■ TRY IT ■
Keep only the lines of the listing that include the word "loop", and copy them.

((

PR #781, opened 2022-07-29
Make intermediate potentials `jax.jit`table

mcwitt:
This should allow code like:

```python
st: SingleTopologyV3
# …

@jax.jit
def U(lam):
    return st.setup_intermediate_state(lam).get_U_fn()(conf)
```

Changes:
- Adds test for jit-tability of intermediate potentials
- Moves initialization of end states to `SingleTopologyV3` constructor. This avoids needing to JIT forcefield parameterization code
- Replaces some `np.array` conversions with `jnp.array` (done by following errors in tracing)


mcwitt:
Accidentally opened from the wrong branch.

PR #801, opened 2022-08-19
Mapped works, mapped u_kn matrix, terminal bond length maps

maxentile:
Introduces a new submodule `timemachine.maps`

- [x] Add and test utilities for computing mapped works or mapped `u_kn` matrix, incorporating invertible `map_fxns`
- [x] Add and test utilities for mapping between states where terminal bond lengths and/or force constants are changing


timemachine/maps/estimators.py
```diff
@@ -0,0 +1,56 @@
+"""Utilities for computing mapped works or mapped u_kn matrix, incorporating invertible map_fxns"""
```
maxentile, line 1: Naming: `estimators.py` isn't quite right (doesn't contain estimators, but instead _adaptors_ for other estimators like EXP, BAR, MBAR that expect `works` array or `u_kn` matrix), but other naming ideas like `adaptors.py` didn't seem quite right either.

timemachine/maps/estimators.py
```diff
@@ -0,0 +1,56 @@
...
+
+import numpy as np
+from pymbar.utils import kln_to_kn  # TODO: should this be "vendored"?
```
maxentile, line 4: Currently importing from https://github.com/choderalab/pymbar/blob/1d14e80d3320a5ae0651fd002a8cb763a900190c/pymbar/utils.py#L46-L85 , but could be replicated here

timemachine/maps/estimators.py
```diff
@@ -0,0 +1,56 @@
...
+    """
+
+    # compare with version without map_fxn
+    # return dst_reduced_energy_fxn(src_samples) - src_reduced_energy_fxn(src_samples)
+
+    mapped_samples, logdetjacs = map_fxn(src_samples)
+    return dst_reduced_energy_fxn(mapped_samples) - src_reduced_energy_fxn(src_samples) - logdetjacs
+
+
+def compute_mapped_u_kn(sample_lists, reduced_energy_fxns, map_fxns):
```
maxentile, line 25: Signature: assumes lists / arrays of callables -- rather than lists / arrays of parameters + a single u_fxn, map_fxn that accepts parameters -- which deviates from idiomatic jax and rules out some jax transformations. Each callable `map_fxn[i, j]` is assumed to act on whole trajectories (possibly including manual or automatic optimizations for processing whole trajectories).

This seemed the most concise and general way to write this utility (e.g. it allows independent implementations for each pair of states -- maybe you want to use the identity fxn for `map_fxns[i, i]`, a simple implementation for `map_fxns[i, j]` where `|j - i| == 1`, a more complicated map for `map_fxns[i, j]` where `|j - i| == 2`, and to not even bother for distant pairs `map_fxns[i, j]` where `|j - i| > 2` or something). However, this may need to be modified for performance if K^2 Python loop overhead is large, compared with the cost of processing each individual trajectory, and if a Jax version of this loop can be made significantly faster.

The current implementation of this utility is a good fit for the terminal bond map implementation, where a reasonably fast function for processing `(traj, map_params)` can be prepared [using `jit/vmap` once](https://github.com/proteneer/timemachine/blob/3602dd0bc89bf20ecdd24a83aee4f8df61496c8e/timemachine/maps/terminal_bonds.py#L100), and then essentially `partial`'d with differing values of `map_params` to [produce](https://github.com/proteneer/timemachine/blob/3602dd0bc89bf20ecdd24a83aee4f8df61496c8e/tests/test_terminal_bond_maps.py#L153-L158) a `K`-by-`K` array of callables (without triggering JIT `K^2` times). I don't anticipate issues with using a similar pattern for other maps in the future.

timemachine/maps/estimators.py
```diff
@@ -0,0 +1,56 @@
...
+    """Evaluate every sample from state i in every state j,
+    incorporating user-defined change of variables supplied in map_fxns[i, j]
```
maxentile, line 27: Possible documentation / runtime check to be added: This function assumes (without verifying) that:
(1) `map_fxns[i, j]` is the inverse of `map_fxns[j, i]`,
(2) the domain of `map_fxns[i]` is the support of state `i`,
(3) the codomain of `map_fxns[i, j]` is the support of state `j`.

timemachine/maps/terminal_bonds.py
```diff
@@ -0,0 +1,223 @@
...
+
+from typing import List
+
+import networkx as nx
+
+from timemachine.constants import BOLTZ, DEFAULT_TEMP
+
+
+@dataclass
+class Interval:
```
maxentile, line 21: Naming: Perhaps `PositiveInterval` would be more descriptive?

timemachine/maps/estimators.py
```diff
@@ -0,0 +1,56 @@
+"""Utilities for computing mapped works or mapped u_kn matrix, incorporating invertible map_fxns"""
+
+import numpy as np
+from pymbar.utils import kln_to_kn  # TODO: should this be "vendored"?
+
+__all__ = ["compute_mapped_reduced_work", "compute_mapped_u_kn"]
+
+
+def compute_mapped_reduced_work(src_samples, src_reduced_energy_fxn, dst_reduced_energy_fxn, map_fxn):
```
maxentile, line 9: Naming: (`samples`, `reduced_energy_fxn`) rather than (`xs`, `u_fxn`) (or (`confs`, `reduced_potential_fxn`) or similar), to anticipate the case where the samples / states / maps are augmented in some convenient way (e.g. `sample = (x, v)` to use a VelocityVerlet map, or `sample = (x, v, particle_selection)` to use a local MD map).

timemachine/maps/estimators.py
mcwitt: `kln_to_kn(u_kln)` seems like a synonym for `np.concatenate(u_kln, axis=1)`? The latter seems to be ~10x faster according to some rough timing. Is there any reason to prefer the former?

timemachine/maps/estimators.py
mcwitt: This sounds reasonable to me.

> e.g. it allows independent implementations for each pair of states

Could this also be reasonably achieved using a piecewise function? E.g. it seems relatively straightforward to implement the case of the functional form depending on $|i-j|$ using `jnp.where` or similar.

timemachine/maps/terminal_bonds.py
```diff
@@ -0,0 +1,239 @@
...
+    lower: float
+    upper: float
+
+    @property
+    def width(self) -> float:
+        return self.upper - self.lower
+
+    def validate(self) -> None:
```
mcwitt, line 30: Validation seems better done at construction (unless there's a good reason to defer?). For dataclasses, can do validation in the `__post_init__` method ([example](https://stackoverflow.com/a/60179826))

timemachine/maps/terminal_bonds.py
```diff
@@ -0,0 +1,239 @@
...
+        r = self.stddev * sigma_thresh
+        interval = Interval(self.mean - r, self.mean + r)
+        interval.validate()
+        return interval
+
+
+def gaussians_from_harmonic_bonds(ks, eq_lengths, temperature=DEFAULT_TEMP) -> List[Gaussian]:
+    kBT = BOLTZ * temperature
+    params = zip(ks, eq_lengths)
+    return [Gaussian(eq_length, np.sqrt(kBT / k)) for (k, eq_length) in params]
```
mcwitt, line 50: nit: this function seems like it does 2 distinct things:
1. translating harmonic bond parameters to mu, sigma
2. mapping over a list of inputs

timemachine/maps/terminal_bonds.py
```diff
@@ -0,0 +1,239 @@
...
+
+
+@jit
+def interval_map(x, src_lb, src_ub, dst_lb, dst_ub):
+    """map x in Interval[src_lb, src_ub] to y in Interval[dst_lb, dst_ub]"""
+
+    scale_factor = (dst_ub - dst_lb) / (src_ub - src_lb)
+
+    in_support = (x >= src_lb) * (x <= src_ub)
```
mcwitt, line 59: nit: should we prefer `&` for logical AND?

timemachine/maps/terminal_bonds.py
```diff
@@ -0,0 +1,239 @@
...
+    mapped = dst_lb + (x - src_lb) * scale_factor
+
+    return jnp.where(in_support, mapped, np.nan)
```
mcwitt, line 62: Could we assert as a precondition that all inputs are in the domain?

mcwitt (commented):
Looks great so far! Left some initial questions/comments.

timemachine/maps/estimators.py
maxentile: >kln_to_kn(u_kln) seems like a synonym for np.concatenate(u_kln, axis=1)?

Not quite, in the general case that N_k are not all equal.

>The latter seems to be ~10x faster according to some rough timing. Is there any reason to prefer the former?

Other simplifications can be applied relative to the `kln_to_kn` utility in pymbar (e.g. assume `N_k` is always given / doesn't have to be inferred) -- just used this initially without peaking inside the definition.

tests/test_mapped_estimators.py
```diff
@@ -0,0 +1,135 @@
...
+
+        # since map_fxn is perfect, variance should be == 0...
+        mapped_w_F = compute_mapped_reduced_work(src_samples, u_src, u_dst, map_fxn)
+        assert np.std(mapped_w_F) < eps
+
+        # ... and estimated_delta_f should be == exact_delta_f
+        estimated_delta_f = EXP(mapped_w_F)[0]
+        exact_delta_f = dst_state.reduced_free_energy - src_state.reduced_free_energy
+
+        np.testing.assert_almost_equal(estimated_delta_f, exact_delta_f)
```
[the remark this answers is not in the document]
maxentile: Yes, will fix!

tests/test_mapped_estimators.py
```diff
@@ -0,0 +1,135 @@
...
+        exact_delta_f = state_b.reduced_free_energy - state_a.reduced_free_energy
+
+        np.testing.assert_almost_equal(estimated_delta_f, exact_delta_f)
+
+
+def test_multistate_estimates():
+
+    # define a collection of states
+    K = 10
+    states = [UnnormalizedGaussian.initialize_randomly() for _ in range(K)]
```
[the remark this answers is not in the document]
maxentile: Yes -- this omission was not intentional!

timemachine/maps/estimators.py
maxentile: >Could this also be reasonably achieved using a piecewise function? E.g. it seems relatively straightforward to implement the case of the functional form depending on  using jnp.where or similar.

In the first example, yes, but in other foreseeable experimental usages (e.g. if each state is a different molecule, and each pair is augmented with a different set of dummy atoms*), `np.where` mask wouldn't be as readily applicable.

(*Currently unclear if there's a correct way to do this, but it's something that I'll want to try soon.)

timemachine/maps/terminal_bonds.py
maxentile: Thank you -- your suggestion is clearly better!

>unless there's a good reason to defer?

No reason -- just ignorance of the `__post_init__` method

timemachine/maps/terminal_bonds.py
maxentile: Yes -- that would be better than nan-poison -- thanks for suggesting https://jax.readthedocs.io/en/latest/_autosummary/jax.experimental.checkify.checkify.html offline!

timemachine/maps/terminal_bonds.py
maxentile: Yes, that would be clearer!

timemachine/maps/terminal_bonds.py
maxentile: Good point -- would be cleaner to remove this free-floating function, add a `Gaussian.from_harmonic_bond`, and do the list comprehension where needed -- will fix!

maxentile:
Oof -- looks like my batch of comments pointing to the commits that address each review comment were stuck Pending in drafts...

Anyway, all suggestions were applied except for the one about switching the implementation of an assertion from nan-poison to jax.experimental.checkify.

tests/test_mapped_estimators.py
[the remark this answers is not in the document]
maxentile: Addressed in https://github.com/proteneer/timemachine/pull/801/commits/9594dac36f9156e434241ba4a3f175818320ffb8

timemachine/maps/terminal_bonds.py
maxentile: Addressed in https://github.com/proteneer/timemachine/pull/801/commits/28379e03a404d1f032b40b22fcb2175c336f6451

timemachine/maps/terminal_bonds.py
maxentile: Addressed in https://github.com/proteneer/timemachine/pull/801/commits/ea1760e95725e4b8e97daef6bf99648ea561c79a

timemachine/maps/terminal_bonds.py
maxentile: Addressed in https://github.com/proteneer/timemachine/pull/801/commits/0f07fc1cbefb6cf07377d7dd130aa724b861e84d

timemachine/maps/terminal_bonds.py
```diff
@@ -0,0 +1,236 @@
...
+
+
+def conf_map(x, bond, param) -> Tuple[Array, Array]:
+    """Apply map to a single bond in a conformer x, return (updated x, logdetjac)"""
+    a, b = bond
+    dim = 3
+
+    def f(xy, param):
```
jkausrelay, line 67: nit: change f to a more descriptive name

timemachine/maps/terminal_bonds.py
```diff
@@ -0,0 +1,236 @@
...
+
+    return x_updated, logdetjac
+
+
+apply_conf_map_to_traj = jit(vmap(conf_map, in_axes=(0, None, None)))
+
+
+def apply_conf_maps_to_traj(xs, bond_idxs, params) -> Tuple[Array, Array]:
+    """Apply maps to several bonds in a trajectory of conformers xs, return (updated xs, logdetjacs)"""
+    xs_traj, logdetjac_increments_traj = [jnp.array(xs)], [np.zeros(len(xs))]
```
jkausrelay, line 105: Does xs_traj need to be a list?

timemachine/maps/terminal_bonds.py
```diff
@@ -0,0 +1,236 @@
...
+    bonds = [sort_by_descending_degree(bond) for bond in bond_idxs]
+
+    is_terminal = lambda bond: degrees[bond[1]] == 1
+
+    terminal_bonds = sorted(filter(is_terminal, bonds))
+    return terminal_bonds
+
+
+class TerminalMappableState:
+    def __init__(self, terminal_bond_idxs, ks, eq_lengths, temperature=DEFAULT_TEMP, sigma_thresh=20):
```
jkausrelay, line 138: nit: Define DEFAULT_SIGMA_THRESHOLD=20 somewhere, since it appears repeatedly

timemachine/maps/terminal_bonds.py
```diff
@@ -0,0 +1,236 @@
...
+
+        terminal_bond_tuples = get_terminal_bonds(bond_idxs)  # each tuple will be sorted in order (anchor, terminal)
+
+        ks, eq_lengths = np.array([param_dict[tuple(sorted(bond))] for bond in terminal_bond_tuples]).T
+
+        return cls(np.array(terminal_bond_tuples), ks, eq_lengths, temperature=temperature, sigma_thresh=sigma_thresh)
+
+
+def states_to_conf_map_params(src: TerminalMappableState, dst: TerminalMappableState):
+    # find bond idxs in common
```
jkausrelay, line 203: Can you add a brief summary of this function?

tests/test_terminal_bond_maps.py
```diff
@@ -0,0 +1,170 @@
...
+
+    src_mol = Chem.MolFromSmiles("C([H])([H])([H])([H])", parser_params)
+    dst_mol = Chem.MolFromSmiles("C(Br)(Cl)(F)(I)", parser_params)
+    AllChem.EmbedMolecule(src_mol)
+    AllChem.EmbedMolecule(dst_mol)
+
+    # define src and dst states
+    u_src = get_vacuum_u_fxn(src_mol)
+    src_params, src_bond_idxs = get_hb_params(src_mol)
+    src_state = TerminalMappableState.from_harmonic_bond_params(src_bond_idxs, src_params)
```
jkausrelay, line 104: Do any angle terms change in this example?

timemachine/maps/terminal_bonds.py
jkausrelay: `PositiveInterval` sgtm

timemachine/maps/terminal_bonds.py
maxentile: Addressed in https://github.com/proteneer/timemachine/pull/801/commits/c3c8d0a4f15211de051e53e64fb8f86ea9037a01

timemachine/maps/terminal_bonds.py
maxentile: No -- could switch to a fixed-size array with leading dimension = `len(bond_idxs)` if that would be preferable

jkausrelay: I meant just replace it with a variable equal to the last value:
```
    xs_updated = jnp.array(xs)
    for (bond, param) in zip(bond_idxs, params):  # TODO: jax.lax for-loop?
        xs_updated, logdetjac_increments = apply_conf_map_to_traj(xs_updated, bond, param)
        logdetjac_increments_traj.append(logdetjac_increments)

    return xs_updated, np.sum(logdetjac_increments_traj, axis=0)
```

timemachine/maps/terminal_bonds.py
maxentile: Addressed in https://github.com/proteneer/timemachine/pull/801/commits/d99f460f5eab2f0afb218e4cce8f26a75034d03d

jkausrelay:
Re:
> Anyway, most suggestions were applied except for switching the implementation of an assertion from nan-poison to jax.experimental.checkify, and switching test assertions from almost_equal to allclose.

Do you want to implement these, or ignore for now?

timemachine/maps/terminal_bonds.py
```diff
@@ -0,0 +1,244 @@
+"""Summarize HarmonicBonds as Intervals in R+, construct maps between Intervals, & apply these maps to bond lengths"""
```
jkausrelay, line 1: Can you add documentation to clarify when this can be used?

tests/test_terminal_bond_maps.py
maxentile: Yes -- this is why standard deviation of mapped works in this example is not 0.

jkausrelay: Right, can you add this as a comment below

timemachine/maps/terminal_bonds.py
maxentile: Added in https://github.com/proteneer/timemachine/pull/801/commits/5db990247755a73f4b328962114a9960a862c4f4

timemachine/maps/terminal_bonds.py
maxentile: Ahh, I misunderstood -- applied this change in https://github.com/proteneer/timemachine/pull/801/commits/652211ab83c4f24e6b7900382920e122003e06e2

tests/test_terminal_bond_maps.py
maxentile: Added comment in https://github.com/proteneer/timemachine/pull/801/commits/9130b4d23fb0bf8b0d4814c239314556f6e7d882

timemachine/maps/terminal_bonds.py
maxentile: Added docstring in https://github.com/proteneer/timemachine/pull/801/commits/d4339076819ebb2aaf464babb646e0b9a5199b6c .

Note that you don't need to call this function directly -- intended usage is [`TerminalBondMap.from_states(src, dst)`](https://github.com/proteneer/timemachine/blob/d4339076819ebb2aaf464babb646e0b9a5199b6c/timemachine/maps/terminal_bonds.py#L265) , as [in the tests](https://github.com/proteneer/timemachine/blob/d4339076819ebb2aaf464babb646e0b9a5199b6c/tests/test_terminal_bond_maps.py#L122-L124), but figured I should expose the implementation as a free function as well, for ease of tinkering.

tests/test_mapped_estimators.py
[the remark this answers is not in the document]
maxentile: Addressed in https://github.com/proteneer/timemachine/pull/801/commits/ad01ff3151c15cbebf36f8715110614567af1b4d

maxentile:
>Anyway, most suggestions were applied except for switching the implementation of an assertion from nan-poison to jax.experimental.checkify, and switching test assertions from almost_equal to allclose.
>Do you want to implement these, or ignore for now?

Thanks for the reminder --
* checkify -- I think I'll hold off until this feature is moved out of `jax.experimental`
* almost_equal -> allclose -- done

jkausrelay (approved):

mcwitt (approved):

))

■ TASK ANSWER ■
This seemed the most concise and general way to write this utility (e.g. it allows independent implementations for each pair of states -- maybe you want to use the identity fxn for `map_fxns[i, i]`, a simple implementation for `map_fxns[i, j]` where `|j - i| == 1`, a more complicated map for `map_fxns[i, j]` where `|j - i| == 2`, and to not even bother for distant pairs `map_fxns[i, j]` where `|j - i| > 2` or something). However, this may need to be modified for performance if K^2 Python loop overhead is large, compared with the cost of processing each individual trajectory, and if a Jax version of this loop can be made significantly faster.
    for (bond, param) in zip(bond_idxs, params):  # TODO: jax.lax for-loop?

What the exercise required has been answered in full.